We also need to define a ranking profile on how we want to score our documents. We use the *closeness* [ranking feature](https://docs.vespa.ai/en/reference/rank-features.html). Note that it's also possible to retrieve results using approximate nearest neighbor search operator and use the first phase ranking function as a re-ranking stage (e.g by sales popularity etc). 
app_package.schema.add_rank_profile(
    RankProfile(
        name = "vector_similarity", 
        first_phase = "closeness(field,image_vector)")
)

Now, we need to re-deploy our application package to make the changes effective.

app = vespa_docker.deploy(
    application_package = app_package,
    disk_folder="/home/centos/product_search" # include the desired absolute path here
)

## Update the index with image vectors
Now we are ready to feed and index the image vectors.

We update the documents in the index by running partial update operations, adding the vectors using real time updates of the existing documents.
Partially updating a tensor field, with or without tensor, does not trigger re-indexing.

for asin,vector in tqdm(vectors):
    update_doc = {
        "fields":  {
            "image_vector": {
                "assign": {
                    "values": vector
                }
            }
        }
    }
    url = "http://localhost:8080/document/v1/demo/product/docid/{}".format(asin)
    response = session.put(url, json=update_doc)

100%|██████████| 22929/22929 [01:40<00:00, 228.94it/s]

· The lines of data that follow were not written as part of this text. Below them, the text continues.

PR #223, opened 2025-04-08
feat(api): implement external agent invocation endpoint

### LINKED ISSUE #171: expose kagent functionality through the API for external consumption

zanuka:
Add RESTful API endpoint for agent invocation with both sync and async modes. Includes comprehensive unit and e2e tests to validate functionality.

Closes #171


go/controller/internal/httpserver/handlers/invoke.go
```diff
@@ -0,0 +1,166 @@
...
+	Status      string `json:"status"`
+	CompletedAt string `json:"completedAt,omitempty"`
+}
+
+// HandleInvokeAgent handles POST /api/agents/{agentId}/invoke requests
+func (h *InvokeHandler) HandleInvokeAgent(w ErrorResponseWriter, r *http.Request) {
+	log := ctrllog.FromContext(r.Context()).WithName("invoke-handler").WithValues("operation", "invoke")
+
+	// Extract agent ID from path
+	vars := mux.Vars(r)
```
peterj: you could use the GetPathParam in `helpers.go` to extract the parameter from URL

go/controller/internal/httpserver/handlers/invoke.go
```diff
@@ -0,0 +1,166 @@
...
+// InvokeResponse represents a response from an agent invocation
+type InvokeResponse struct {
+	SessionID   string `json:"sessionId"`
+	Response    string `json:"response,omitempty"`
+	StatusURL   string `json:"statusUrl,omitempty"`
+	Status      string `json:"status"`
+	CompletedAt string `json:"completedAt,omitempty"`
+}
+
+// HandleInvokeAgent handles POST /api/agents/{agentId}/invoke requests
```
peterj: Using the ID here is probably fine for now, however I think we should use the agent's name. The ID from the autogen DB isn't exposed anywhere (i.e. the users can't see it); the only "id" they know about is the name of the agent resource.

go/controller/internal/httpserver/handlers/invoke.go
```diff
@@ -0,0 +1,166 @@
...
+
+	// Parse request body
+	var invokeRequest InvokeRequest
+	if err = DecodeJSONBody(r, &invokeRequest); err != nil {
+		w.RespondWithError(errors.NewBadRequestError("Invalid request body", err))
+		return
+	}
+
+	// Get user ID from request or header
+	userID := invokeRequest.UserID
```
peterj, line 130: check the GetUserID here https://github.com/kagent-dev/kagent/blob/main/go/controller/internal/httpserver/handlers/helpers.go

go/controller/internal/httpserver/handlers/invoke.go
```diff
@@ -0,0 +1,166 @@
...
+		return
+	}
+	
+	// Convert agent ID to int
+	agentID, err := strconv.Atoi(agentIDStr)
+	if err != nil {
+		if httpWriter, ok := w.(http.ResponseWriter); ok {
+			httpWriter.WriteHeader(http.StatusBadRequest)
+		}
+		w.RespondWithError(errors.NewBadRequestError("Invalid agent ID format, must be an integer", err))
```
peterj, line 119: check RespondWithError https://github.com/kagent-dev/kagent/blob/main/go/controller/internal/httpserver/handlers/helpers.go

go/controller/internal/httpserver/handlers/invoke.go
```diff
@@ -0,0 +1,166 @@
...
+	
+	// Handle client selection for testing vs. production
+	if h.testClient != nil {
+		if mockClient, ok := h.testClient.(mockAutogenClient); ok {
+			session, err = mockClient.CreateSession(sessionRequest)
+		}
+	} else if h.AutogenClient != nil {
+		session, err = h.AutogenClient.CreateSession(sessionRequest)
+	} else {
+		err = fmt.Errorf("no client available")
```
peterj: should we panic here?

go/controller/internal/httpserver/server.go
```diff
@@ -138,6 +139,9 @@ func (s *HTTPServer) setupRoutes() {
 	s.router.HandleFunc(APIPathTeams+"/{teamID}", adaptHandler(s.handlers.Teams.HandleGetTeam)).Methods(http.MethodGet)
 	s.router.HandleFunc(APIPathTeams+"/{teamLabel}", adaptHandler(s.handlers.Teams.HandleDeleteTeam)).Methods(http.MethodDelete)
 
+	// Agents
+	s.router.HandleFunc(APIPathAgents+"/{agentId}/invoke", adaptHandler(s.handlers.Invoke.HandleInvokeAgent)).Methods(http.MethodPost)
```
peterj, line 143: we should have two paths here, one for `invokeSync` and other one for `invokeAsync` (the backend HandleInvokeAgent can be a single func with an if statement as you have it right now).

peterj (changes requested):

peterj:
Thanks for the PR @zanuka! I added some comments.

zanuka:
No problem, thanks for the prompt review @peterj. I'll update today.

go/controller/internal/httpserver/server.go
EItanya: I wonder if there's prior art for APIs like this. I agree that having separate paths feels cleaner, but the more I think about this I wonder how others have done it, and if that's something we can learn from

go/controller/internal/httpserver/handlers/invoke.go
```diff
@@ -0,0 +1,166 @@
...
+		UserID: userID,
+		Name:   fmt.Sprintf("Invocation of agent %d", agentID),
+		TeamID: agentID,
+	}
+	
+	log.V(1).Info("Creating session for agent invocation")
+	var session *autogen_client.Session
+	
+	// Handle client selection for testing vs. production
+	if h.testClient != nil {
```
EItanya: Rather than using separate `test` and `prod` clients. Can we have `h.AutogenClient` be an interface which can be either the `real` or `mock` version. And that way we don't need multiple code paths in the server

go/controller/internal/httpserver/server.go
EItanya: Maybe something along the lines of `invoke` and `start`, or something like that.

EItanya (changes requested):

go/controller/internal/httpserver/handlers/invoke.go
zanuka: thanks for the suggestions, makes sense to me and will update

zanuka:
@peterj @EItanya thanks for the feedback, I think I've addressed everything with the exception of using agent name instead of ID which seems okay for now. 

### full details 💾  
- **updated API design**: added separate, descriptive endpoints (`/invoke` for synchronous and `/start` for asynchronous execution) to better reflect operation intent
- **added helper functions**: replaced direct parameter access with `GetPathParam` and `GetUserID` helpers
- **enhanced error handling**: standardized error responses using `RespondWithError` and proper error types
- **cleaner client architecture**: implemented proper interface for client operations, allowing easier testing without duplicate code paths
- **updated error handling**: added panic for critical configuration errors
- **updated comments**: added Go-idiomatic documentation to all key components

tests are passing, and the endpoints have been manually verified. The implementation maintains backward compatibility with consumers while providing a cleaner, more intuitive API interface.

nothing set in stone so let me know if you have any other suggested mods

peterj:
Looks good to me. Note that we'll have to do the actual implementation on the backend that will invoke the agent. @EItanya we could merge this knowing that it doesn't work yet, and then do the work on the backend and come back to update the code here to hook it up - what do you think?

EItanya:
That approach makes sense to me as well! @peterj and I discussed, and we were wondering if you would want to work on the autogen backend as well. We could point out some prior art and help you get started!

zanuka:
@EItanya thanks for the additional review, I've just rebased and pushed the branch. Working on the autogen backend sounds good to me, happy to help. I'll stay tuned for whatever you might want me to focus on 👍🏼

zanuka (commented):
let me know if there are any other changes to make

EItanya:
So I think there may have been a bit of a misunderstanding about removing the `testClient` from the code. What I mean is that the handler should only have 1 `client`. It should't care whether or not it's mocked or not, that's the problem of the component creating it, that way you can test the handler as a pure function. Does that make sense? I still see reference to `h.testClient`. I think that's the last comment from me.

In terms of the invoke endpoint in Autogen. Here is an existing endpoint which can be looked at for general guidance: https://github.com/kagent-dev/autogen/blob/faec0c007eba443a6a755fd363abbad82195bcb9/python/packages/autogen-studio/autogenstudio/web/serve.py#L4. There are a number of issues with this:
1. No JSON input
2. Requires loading the team from a FS
3. No Async support

We should fix all of those issues in the new API we create.

There are other API examples here: https://github.com/kagent-dev/autogen/blob/faec0c007eba443a6a755fd363abbad82195bcb9/python/packages/autogen-studio/autogenstudio/web/routes

Lmk if you have any other questions.

zanuka:
@EItanya Thanks for the clarification, I see what you mean about the handler and will fix.
Regarding the Autogen endpoint implementation, makes sense to me and I'll review the examples you shared. Will get updates in place soon.

zanuka:
@EItanya new version pushed up for re-review... I think it should address everything now

- removed the testClient field in favor of a single client dependency
- handler no longer cares about the client implementation type
- added a test case for the nil client panic path
- verified both endpoints work correctly against a running server

EItanya (approved):

peterj (approved):
Excellent - thanks for your contribution!

zanuka:
You're welcome! Feel free to assign me something else 🤓

christian-posta:
How should we be thinking about this in terms of A2A? Is this new "invoke" endpoint for custom integrations (ie, random agent or service wants to call the agent) without the need for task tracking and agent response which A2A does?

zanuka:
@christian-posta Thanks for your feedback! I’ll provide a more detailed explanation of the invoke endpoint and how it relates to A2A, with specific references to line numbers in the `invoke.go` file for clarity.

### invoke endpoint
The `/api/agents/{agentId}/invoke` (synchronous) and `/api/agents/{agentId}/start` (asynchronous) endpoints are designed to trigger agent executions a more lightweight way. These endpoints allow external services or agents to invoke an agent without requiring the full complexity of the A2A protocol. 

details:

- **sync invocation (`/invoke`)**: creates a session and a run for the specified agent, then immediately returns a placeholder response. This is handled in the `HandleInvokeAgent` function, where lines 47-50 in `invoke.go` set up the session and return a basic response like `{"status": "ok"}`.

- **async invocation (`/start`)**: creates a session and run but returns a `sessionId` and `statusUrl` so the caller can track progress later. Check out the `HandleStartAgent` function, lines 57-63, where it constructs this response with minimal overhead.

So these 2 endpoints prioritize simplicity over the richer feature set of A2A, making them quick entry points for agent interaction.

### ways that it differs from A2A
The way I understand it, the A2A protocol is all about structured, robust communication between agents... so more of a focus on features like detailed task tracking, state management, and artifact handling. 

Our invoke endpoint, however, takes a leaner approach:

- **no full task tracking**: The `/start` endpoint gives you a `sessionId` and `statusUrl` (lines 57-63), but that’s it—no deep task state tracking or artifact management like A2A provides. It’s a basic “fire and check later” mechanism.

- **simple response handling**: For the synchronous `/invoke`, you get a placeholder response right away (line 50), not the agent’s actual output. The asynchronous `/start` relies on the caller polling the `statusUrl`, which is less interactive than A2A’s real-time updates.

- **basic validation**: Both endpoints validate essentials like `agentId`, `userID`, and the request body—see the `extractAgentParams` function, lines 67-88 in `invoke.go`. But unlike A2A, we're not currently enforcing protocol-specific standards (e.g., Agent Card validation or context requirements).

so invoke skips the A2A bells and whistles for speed and simplicity.

### use case
This endpoint would ideally shine for more **custom integrations** where you need to trigger an agent without A2A’s overhead. Things like testing an MCP tool or firing off a quick agent action from an external script—it’s perfect for more stateless, lightweight scenarios.

### flexibility and future considerations
I think the current design is flexible enough to evolve:
- **A2A compliance**: We could extend the `InvokeRequest.context` struct (parsed around lines 67-88) to validate A2A-specific fields like `endpoint` or `auth`, bringing it closer to protocol standards.
- **richer responses**: The sync endpoint could be tweaked to wait for the agent’s real response instead of returning a placeholder (line 50). This would make it feel more A2A-like without much complexity.

it would be cool to get more feedback from team and capture these details / plans relating to A2A tweaks or other enhancements!

### related issue - [#230](https://github.com/kagent-dev/kagent/issues/230) ( add Test/invoke button )
our invoke endpoint is the key to making this new Test button work. 

Here’s the rundown:

- No A2A complexity: Unlike the full Agent-to-Agent (A2A) protocol, which handles detailed tracking and state management, invoke skips the heavy lifting. 
- Custom integration win: example of a custom integration—users get a simple button to test tools, powered by "invoke," without needing the deeper A2A structure.
- invoke endpoint (/invoke) is a lightweight way to trigger agent executions in the kagent project. 
- we send it an agentId, userID, and a request body, and it kicks off a session and run, returning a simple {"status": "ok"}.
- when a user clicks the "Test" button, we can send a request to the invoke endpoint with details specific to that MCP tool
- agent then runs the tool, and the user gets to test it—all without needing a heavy integration


## more notes on `invoke.go` 

### key functions and lines
- **`HandleInvokeAgent` (Lines 47-50)**  
  handles the synchronous `/invoke` endpoint. Creates a session and run, then returns a placeholder `{"status": "ok"}`.

- **`HandleStartAgent` (Lines 57-63)**  
  manages the asynchronous `/start` endpoint. Sets up a session and run, returning a `sessionId` and `statusUrl` for tracking.

- **`extractAgentParams` (Lines 67-88)**  
  validates request inputs like `agentId`, `userID`, and the request body. Ensures basic integrity but skips A2A-specific checks.

## potential enhancements
- **A2A Validation**: Add checks for `context` fields (e.g., `endpoint`, `auth`) in `extractAgentParams`.
- **Response Upgrade**: Modify line 50 to wait for agent output instead of a placeholder.

sorry for the large response... just decided to share what was in my dev notes

I likely have omitted some details and perhaps @peterj and @EItanya can weigh-in as well since I'm new to the project

PR #239, opened 2025-04-11
add preliminary E2e testing framework

ilackarms:
note that tests do not consistently pass as agent responses can vary. this set of tests lays the groundwork for iterating until we can mark them as "required"

for now, we should enable them to run in CI without requiring them, and manually check test run results on future PRs until we can rely on agent consistency


go/controller/internal/autogen/autogen_api_translator.go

We now want to get similar products using the image feature data.
We do so by first fetching the
vector of the product we want to find similar products for, and use this vector as input to the nearest neighbor search operator of Vespa.
First we define a simple get vector utility to fetch the vector of a given product *asin*.

def get_vector(asin):
    resource = "http://localhost:8080/document/v1/demo/product/docid/{}".format(asin)
    response = session.get(resource)
    response.raise_for_status()
    document = response.json()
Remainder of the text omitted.